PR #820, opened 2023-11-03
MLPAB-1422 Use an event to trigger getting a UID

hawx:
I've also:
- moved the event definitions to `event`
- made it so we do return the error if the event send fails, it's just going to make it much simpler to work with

▶ _Action item_:
Reprint the whole listing above exactly.

▶ _Solved problem_:
PR #820, opened 2023-11-03
MLPAB-1422 Use an event to trigger getting a UID

hawx:
I've also:
- moved the event definitions to `event`
- made it so we do return the error if the event send fails, it's just going to make it much simpler to work with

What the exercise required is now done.